Search code examples
c++xmlxpathlibxml2

can't get xhtml <script> content with libxml++ using xpath expression


#include <libxml++/libxml++.h>

xmlpp::NodeSet xmlP(std::string xml_string, std::string xpath) {

xmlpp::DomParser doc;
// 'response' contains your HTML
doc.parse_memory(xml_string);

xmlpp::Document* document = doc.get_document();
xmlpp::Element* root = document->get_root_node();

xmlpp::NodeSet elemns = root->find(xpath);
xmlpp::Node* element = elemns[0];
std::cout << elemns.size() << std::endl;
std::cout << element->get_line() << std::endl;
//const auto nodeText = dynamic_cast<const xmlpp::TextNode*>(element);
const auto nodeText = dynamic_cast<const xmlpp::ContentNode*>(element);
if (nodeText && nodeText->is_white_space()) //Let's ignore the indenting - you don't always want to do this.
{
    std::cout << nodeText->get_content() << std::endl;
}
}

The xml_string is something like this :

std::string xml_strings("
<!DOCTYPE html PUBLIC \"-//W3C//DTD XHTML 1.0 Transitional//EN\" \"http://www.w3.org/TR/xhtml1/DTD/xhtml1-transitional.dtd\">
<html lang=\"en\" xml:lang=\"en\" xmlns=\"http://www.w3.org/1999/xhtml\">
<head>
<title>Demo page</title></head>
<body>
<div class=\"item\">
<div class=\"row\">
<div class=\"col-xs-8\">Item</div>
<div class=\"col-xs-4 value\">
<script type=\"text/javascript\">fruit('orange');</script>
</div></div></div>
</body></html>");

The function called with the page and the xpath expression like this : xmlpp::NodeSet xmlNodes = xmlP(xml_strings, "/html/body/div/div/div[2]/script");

The problem is i couldn't get the text inside the <script>, i tried dynamic_cast'ing to ContentNode, nothing helped...
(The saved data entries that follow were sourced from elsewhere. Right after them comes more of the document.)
Issue #122, opened 2019-05-17
Toggleable panels have issues with 100% height


Erik9519:
UI modules placed in the toggle-able panels box cannot rely on using 100% height scaling as they otherwise ignore the box boundaries.

cwognum:
This was no actual bug, rather a mistake in the Settings module

PR #128, opened 2019-05-17
Feature/settings layout

ArtixOfVenion:
#### Deployment instructions
\

#### What have I done
Added responsive settings configuration panel, with dynamic item listing.
Panel can be viewed from either the toggleable workspace panels or through the mobile link at the top right. (Mobile view still has an issue with sizing which was fixed for desktop).

#### Testing
Go to the workspace and open the config panel and notice responsive list and tabs. In the 'settings.component.ts' file there are dummy variables which will show the styling and responsiveness of list items.
'lol' - Jeroen


src/app/settings/settings.component.scss
```diff
@@ -0,0 +1,131 @@
...
+
+.toolbar-btn {
+    vertical-align: middle;
+}
+
+.text-color {
+    color: black;
+}
+
+@media (min-width: 576px) { // ToDo Use BootStrap sm
```
Extremelyd1: TODO: fix todo. :)

src/app/settings/settings.component.html
```diff
@@ -0,0 +1,64 @@
...
+                type="button"
+                class="btn btn-secondary toolbar-btn">
+                <fa-icon [icon]="sheetIcon"></fa-icon>
+                <span class="d-none d-lg-inline-block ml-1">Sheet</span>
+            </button>
+        </div>
+    </div>
+
+    <div class="background">
+        <div class="" style="overflow-y: scroll; height: calc(20em - 45px);"> <!-- TODO: Change to the class, replace hardcoded 20em with 100% -->
```
cwognum: - I would not add inline CSS, but keep HTML and CSS completely separate
- For `overflow-y: scroll` we defined a CSS class in styles.scss called .overflow-y-scroll 
- I would change the hard coded value in the height calculations by SASS variables for now. Ideally we would be able to change this to 100%, but I am not sure how to do so (see also #122)

src/app/settings/settings.component.html
```diff
@@ -0,0 +1,64 @@
...
+                (click)="this.selectedTabIndex = 2;"
+                type="button"
+                class="btn btn-secondary toolbar-btn">
+                <fa-icon [icon]="sheetIcon"></fa-icon>
+                <span class="d-none d-lg-inline-block ml-1">Sheet</span>
+            </button>
+        </div>
+    </div>
+
+    <div class="background">
```
cwognum: For the sake of clarity and to avoid naming collisions, I would change this class name to something a bit more specific. For example; `settings-background`

src/app/settings/settings.component.html
```diff
@@ -0,0 +1,64 @@
...
+        <div class="" style="overflow-y: scroll; height: calc(20em - 45px);"> <!-- TODO: Change to the class, replace hardcoded 20em with 100% -->
+            <div *ngFor="let item of items[this.selectedTabIndex]">
+                <div class="d-flex flex-row w-100 settings-row my-1 py-1" style="align-items: center">
+                    <label class="mr-auto pl-2 text-color">
+                        {{item.name}}
+                    </label>
+                    <div class="pr-4">
+                        <label class="item" *ngIf="(item.type == 'boolean')">
+                            <div class="container-checkmark">
+                                <input type="checkbox" [(ngModel)]="item.value">
```
cwognum: To make the different setting types more easily extendable, we could only allow the HTML types for the item.type variable and generate the settings like this, instead of different NgIf statements: 

``` HTML
<label class="item">
    <input type="{{item.type}}" [(ngModel)]="item.value">
</label>
```

src/app/settings/settings.component.html
```diff
@@ -0,0 +1,64 @@
...
+                class="btn btn-secondary toolbar-btn">
+                <fa-icon [icon]="sheetIcon"></fa-icon>
+                <span class="d-none d-lg-inline-block ml-1">Sheet</span>
+            </button>
+        </div>
+    </div>
+
+    <div class="background">
+        <div class="" style="overflow-y: scroll; height: calc(20em - 45px);"> <!-- TODO: Change to the class, replace hardcoded 20em with 100% -->
+            <div *ngFor="let item of items[this.selectedTabIndex]">
```
cwognum: Suggestion: Consistently rename 'item' to 'setting' for clarity?

src/app/settings/settings.component.html
```diff
@@ -0,0 +1,64 @@
...
+                <div class="d-flex flex-row w-100 settings-row my-1 py-1" style="align-items: center">
```
cwognum: Replace inline CSS by the bootstrap class: `.text-center`

src/app/settings/settings.component.scss
```diff
@@ -0,0 +1,131 @@
...
+.settings-row {
+    background-color: white;
+}
+
+.background {
+    background-color: #EBEBEB;
+}
+
+.toolbar-btn {
+    vertical-align: middle;
```
cwognum: There already is a Bootstrap class for this: `.align-middle`

src/app/settings/settings.component.ts
```diff
@@ -0,0 +1,55 @@
...
+        // new SettingsEntry('Drum', true, 'boolean'),
+        // new SettingsEntry('Printer head', true, 'boolean'),
+    ], [
+        // Sheet Tab Settings
+        // new SettingsEntry('Show sheet ID', true, 'boolean'),
+        // new SettingsEntry('Sheet Color', '#FFFFFF', 'color'),
+    ]];
+    private selectedTabIndex = 0;
+
+    private filmIcon = faFilm;
```
cwognum: Suggestion: Name the icons for what they are used (`sceneIcon`), not for how they look (`filmIcon`). If we then are to update the icon later on by a different icon, the alias is still correct.

src/app/settings/settings.component.ts
```diff
@@ -0,0 +1,55 @@
...
+    private cubeIcon = faCube;
```
cwognum: Same as above

src/app/settings/settings.component.scss
```diff
@@ -0,0 +1,131 @@
...
+    border-bottom-color: $oce-red;
+    background-color: white;
+    color: $oce-red;
+}
+.deselected {
+    background-color: white;
+    color: grey;
+}
+
+.settings-row {
```
cwognum: There is a Bootstrap class for this already: `.bg-white`

cwognum:
> 'lol' - Jeroen

I would consider 'lol' a bit unprofessional @ArtixOfVenion

src/app/settings/settings.component.html
ArtixOfVenion: I resolved all comments except for the one relating to #122 , since we were not able to fix that hence the issue.

src/app/settings/settings.component.html
ArtixOfVenion: This did not seem to give the same result so I left the css but put it in a css class.

src/app/settings/settings.component.scss
ArtixOfVenion: Since the settings row has a mediaquery css, setting the bg-white in the class would override our mediaquery so I left it as it is for now.

src/app/settings/settings.component.html
Erik9519: I've attempted to do what you suggested however for some reason the second that the type of the input is set by a variable every time I change tab it forgets what value it previously had. It does not happen if it is set straight up with text.

```
<label class="setting">
   <div class="container-{{item.type}}">
      <input type="{{item.type}}" [(ngModel)]="item.value">
     <span class="span-{{item.type}}"></span>
  </div>
</label>
```

src/app/settings/settings.component.scss
Erik9519: I like ToDo better but ok :)

src/app/settings/settings.component.html
cwognum: You can still change it to variables. I would not use hard coded values. I of course understand that it can't be changed to the 100% unit at the moment :)

src/app/settings/settings.component.html
cwognum: Hm. I'll have a look at it tonight to see if I can figure it out. Otherwise we can leave it like this! :)

src/app/settings/settings.component.html
cwognum: Oh yeah. I read that wrong! I thought it was a text align.

src/app/settings/settings.component.scss
cwognum: Ah, okay! Makes sense!

src/app/settings/settings.component.scss
cwognum: I think Yannick meant that the TODO should be implemented before merging the PR

src/_variables.scss
```diff
@@ -18,3 +18,8 @@ $bg-secondary: #4e5e73;
 
 /* Highlight color. */
 $highlight: #e5e5e5;
+
+/* Config container toolbar height*/
+$config-container-toolbar-height: 45px;
```
cwognum: Config? Settings? See also #134

cwognum:
I noticed that you changed the hardcoded units in the `calc()` statement to variables. However, you did not seem to change the original values to variables as well. The 20em you use is the fixed height of the toggle panels on Desktop. Therefore, you should also change the height of the toggle panels in `desktop-toggle-panels.component.scss`: 

``` css
.toggle-panel {
    height: $config-container-height;
}
```
The same holds for the 45px, although I do not know where that value came from as it only appears once in the entire project (where you create the variable)

image

Oh and try to be consistent with config(uration) or settings. This is a larger issue that is not to be fixed within the scope of this PR (also see #134), but just be aware because some mixed terminology is used. 
image

src/app/settings/settings.component.html
cwognum: I did not get to it unfortunately. Let's discuss this on monday! :)

cwognum:
Looks good! I would like to add a redirect / conditional routing when on desktop to make the settings page unavailable at that point. Perhaps something like [this](https://stackoverflow.com/questions/47133610/angular-4-manual-redirect-to-route)?

Extremelyd1:
The change I requested with the title in the settings menu will be addressed in #145.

is libxml++ worth it or i need to solve my problem with another xml library?

Please, i appreciate all suggestions that can get me the text value from the <script> tag.


Solution

  • I tried reproducing your issue locally and could not get root->find(xpath) to produce any nodes. According to this issue, you need to tell XPath which namespace your nodes are under, even if it is the default namespace.
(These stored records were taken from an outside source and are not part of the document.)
PR #356, opened 2025-02-26
chore: add fmt makefile target and go tools

rogercoll:
Go formatting based on Otel collector's approach: https://github.com/open-telemetry/opentelemetry-collector

The PR has been committed as:
- Add fmt go tools and refactor the corresponding make targets
- Add CI check
- Push formatted files

### DIFF
--- a/makefile
+++ b/makefile
@@ -97,16 +97,7 @@ tidy:
 	cd $(TOOLS_MOD_DIR) && rm -fr go.sum && $(GOCMD) mod tidy
 
 .PHONY: fmt
-fmt: common/gofmt common/goimports common/gofumpt
-
-.PHONY: common/gofmt
-common/gofmt:
+fmt: $(GOIMPORTS) $(GOFUMPT)
 	gofmt -w -s ./
-
-.PHONY: common/goimports
-common/goimports: $(GOIMPORTS)
-	$(GOIMPORTS) -w  -local go.opentelemetry.io/collector ./
-
-.PHONY: common/gofumpt
-common/gofumpt: $(GOFUMPT)
+	$(GOIMPORTS) -w  ./
 	$(GOFUMPT) -l -w .
--- a/makefile
+++ b/makefile
@@ -31,7 +31,7 @@ test:
 	cd internal/examples && $(GOCMD) test -race ./...
 
 .PHONY: test-with-cover
-test-with-cover:
+test-with-cover: $(GOACC)
 	$(GOACC) --output=coverage.out --ignore=protobufs ./...
 
 show-coverage: test-with-cover
@@ -74,6 +74,7 @@ gen-proto:
 
 	cp -R internal/proto/github.com/open-telemetry/opamp-go/protobufs/* protobufs/
 	rm -rf internal/proto/github.com/
+	$(MAKE) fmt
 
 .PHONY: gomoddownload
 gomoddownload:
--- a/makefile
+++ b/makefile
@@ -5,7 +5,20 @@ $(1)
 
 endef
 
-TOOLS_MOD_DIR := ./internal/tools
+GOCMD?= go
+
+# SRC_ROOT is the top of the source tree.
+SRC_ROOT := $(shell git rev-parse --show-toplevel)
+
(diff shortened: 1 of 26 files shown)


makefile
```diff
@@ -61,18 +74,39 @@ gen-proto:
...
-	cd internal/examples && rm -fr go.sum && go mod tidy
-	cd internal/tools && rm -fr go.sum && go mod tidy
+	$(GOCMD) mod tidy
+	cd internal/examples && rm -fr go.sum && $(GOCMD) mod tidy
+	cd $(TOOLS_MOD_DIR) && rm -fr go.sum && $(GOCMD) mod tidy
+
+.PHONY: fmt
+fmt: common/gofmt common/goimports common/gofumpt
+
+.PHONY: common/gofmt
```
tigrannajaryan, line 102: Unclear why this uses `common/` prefix in target names. I suggest we simplify and remove it.
```suggestion
.PHONY: gofmt
```

makefile
```diff
@@ -61,18 +74,39 @@ gen-proto:
...
+common/gofmt:
+	gofmt -w -s ./
+
+.PHONY: common/goimports
+common/goimports: $(GOIMPORTS)
+	$(GOIMPORTS) -w  -local go.opentelemetry.io/collector ./
```
tigrannajaryan, line 108: What does `-local` do and why does it refer to go.opentelemetry.io/collector?

makefile
```diff
@@ -61,18 +74,39 @@ gen-proto:
...
 	rm -fr go.sum
-	go mod tidy
-	cd internal/examples && rm -fr go.sum && go mod tidy
-	cd internal/tools && rm -fr go.sum && go mod tidy
+	$(GOCMD) mod tidy
+	cd internal/examples && rm -fr go.sum && $(GOCMD) mod tidy
+	cd $(TOOLS_MOD_DIR) && rm -fr go.sum && $(GOCMD) mod tidy
+
+.PHONY: fmt
+fmt: common/gofmt common/goimports common/gofumpt
```
tigrannajaryan, line 100: This looks unnecessarily complicated. Do we ever need to run them separately? Each subtarget runs just a single command, so perhaps simply list the 3 commands here and eliminate the subtargets:
```suggestion
fmt:
  gofmt -w -s ./
  $(GOIMPORTS) -w -local go.opentelemetry.io/collector ./
  $(GOFUMPT) -l -w .
```
These are actually supposed to be run sequentially so making them separate targets is strictly speaking incorrect (and will likely break with `make -j` when they try to concurrently modify the same file).

tigrannajaryan (commented):
Thanks a lot for working on this.

makefile
```diff
@@ -5,7 +5,20 @@ $(1)
 
 endef
 
-TOOLS_MOD_DIR := ./internal/tools
+GOCMD?= go
```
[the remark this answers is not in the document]
rogercoll: That's normally override externally.  For example, let's say you have multiple Go toolchains installed on your system:
```
GOCMD=/bin/go112 make
```

Basically, it allows to easily use another Go binary name/path.

makefile
rogercoll: Ups, good catch that's a copy/paste from the collector repo and it is used to override the `github.com/open-telemetry/opentelemetry-collector/*` imports with `go.opentelemetry.io/collector`

rogercoll: removed in https://github.com/open-telemetry/opamp-go/pull/356/commits/eed6e204d026cbba650126f92e3c0b978e5e2072

makefile
rogercoll: looks simpler, changed in https://github.com/open-telemetry/opamp-go/pull/356/commits/eed6e204d026cbba650126f92e3c0b978e5e2072

makefile
rogercoll: You are right, in most cases we end up just running the `fmt` target. Let's unify them for now https://github.com/open-telemetry/opamp-go/pull/356/commits/eed6e204d026cbba650126f92e3c0b978e5e2072

tigrannajaryan (approved):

    I changed the XPath string and find invocation as follows:

    std::string xpath("/x:html/x:body/x:div/x:div/x:div[2]/x:script");
    xmlpp::Node::PrefixNsMap nsMap = {{"x",root->get_namespace_uri()}};
    xmlpp::Node::NodeSet elemns = root->find(xpath, nsMap);
    
    xmlpp::Node* element = elemns[0];
    const auto nodeText = dynamic_cast<const xmlpp::Element*>(element);
    if (nodeText) {
        std::cout << nodeText->get_first_child_text()->get_content() << std::endl;
    }